The number of wells in the province slated to be remediated is about 3,000. However, there are more than 100,000 unproductive wells that will need to be cleaned up.
"The mess continues to grow," said Mark Dorin, who has had a problem well for more than a decade on his family's land near Didsbury, a town located 80 kilometres north of Calgary. For several years, the well was leaking gas into the air. His mother, Shirley, said it impacted her health when she would be out in the yard. 

Sunday, February 2, 2020

Drivers do not pay for roads

A report published earlier this year confirms, in tremendous detail, a very basic fact of transportation that’s widely disbelieved: Drivers don’t come close to paying for the costs of the roads they use. Published jointly by the Frontier Group and the U.S. PIRG Education Fund, “Who Pays for Roads?” exposes the myth that drivers are covering what they’re using. 

Academic study shows how US law favors autos and driving

A century ago, captains of industry and their allies in government launched a social experiment in urban America: the abandonment of mass transit in favor of a new personal technology, the private automobile. Decades of investment in this shift have created a car-centric landscape with Dickensian consequences. 

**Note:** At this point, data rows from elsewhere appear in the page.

PR #113, opened 2020-11-19
DM-26375: Allow databases other than SQLite when running ap_verify

kfindeisen:
This PR lets users override `db_url` when calling `ap_verify`. I've tested the changes with `lsst-pg-devel1` as well as custom SQLite stores.


isullivan (approved):
Looks good to me.

PR #114, opened 2020-11-25
DM-27147: Revert to older skymap dataset type names in processing.

TallJimbo:


python/lsst/ap/verify/pipeline_driver.py
```diff
@@ -169,6 +169,14 @@ def runApPipeGen3(workspace, parsedCmdLine, processes=1):
     pipelineArgs.extend(["--processes", str(processes)])
     pipelineArgs.extend(["--register-dataset-types"])
 
+    # TODO: this config option resets the skymap dataset type to the templated
+    # name used by default prior to DM-27147.  After RFC-471 is adopted, the
+    # ap_verify test data should be migrated to use the new dataset type name
+    # (and collection naming convention) and this config override can be
+    # removed (other changes will probably be necessary as well, to reflect
+    # changes to the collection naming conventions).
+    pipelineArgs.extend(["--config", "imageDifference:connections.skyMap='{skyMapName}Coadd_skyMap'"])
```
kfindeisen, line 178: I think this will work, but since it doesn't depend on anything run-time, it might be cleaner to put it in `pipelines/ApVerify.py`.

kfindeisen (approved):

python/lsst/ap/verify/pipeline_driver.py
```diff
@@ -169,6 +169,14 @@ def runApPipeGen3(workspace, parsedCmdLine, processes=1):
     pipelineArgs.extend(["--processes", str(processes)])
     pipelineArgs.extend(["--register-dataset-types"])
 
+    # TODO: this config option resets the skymap dataset type to the templated
+    # name used by default prior to DM-27147.  After RFC-471 is adopted, the
+    # ap_verify test data should be migrated to use the new dataset type name
+    # (and collection naming convention) and this config override can be
+    # removed (other changes will probably be necessary as well, to reflect
+    # changes to the collection naming conventions).
```
kfindeisen, line 177: I suggest simplifying this to "TODO: remove after ap_verify datasets follow RFC-471 conventions".

python/lsst/ap/verify/pipeline_driver.py
TallJimbo: Good idea.  I'll test this first since it's in hand, then switch to that and make sure it still works.

TallJimbo: So, I _think_ that if I were to move the config override to the pipeline file, I'd have to duplicate the config overrides in the ap_pipe pipeline file, because a `task:` entry in an inherited pipeline replaces the inherited one instead of being merged with it (@natelust, can you confirm that?).  That makes me lean towards leaving this here, but I'm happy to follow your lead if you happen to look again tonight.

natelust: If the class pointed to by the label is the same in the base pipeline and the derived pipeline they are merged not replaced.

TallJimbo: Excellent, I'll go with to the pipeline solution, then.  Thanks!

Wednesday, January 29, 2020

Externalities are costs incurred by for-profit firms that are not accounted for

A new report shows that Dublin is the 17th most congested city in the world, with motorists spending an average of eight days and 21 hours sitting in peak traffic a year.

How much would you charge your employer for 8 days and 21 hours of your time? This is what we are giving free to the oil-auto-and-sprawl for-profit industries.

Wednesday, January 8, 2020

Roads do not pay for themselves

Highways do not—and, except for brief periods in our nation’s history—never have paid for themselves through the taxes that highway advocates label “user fees.” Yet highway advocates continue to suggest they do in an attempt to secure preferential access to scarce public resources and to shape how those resources are spent.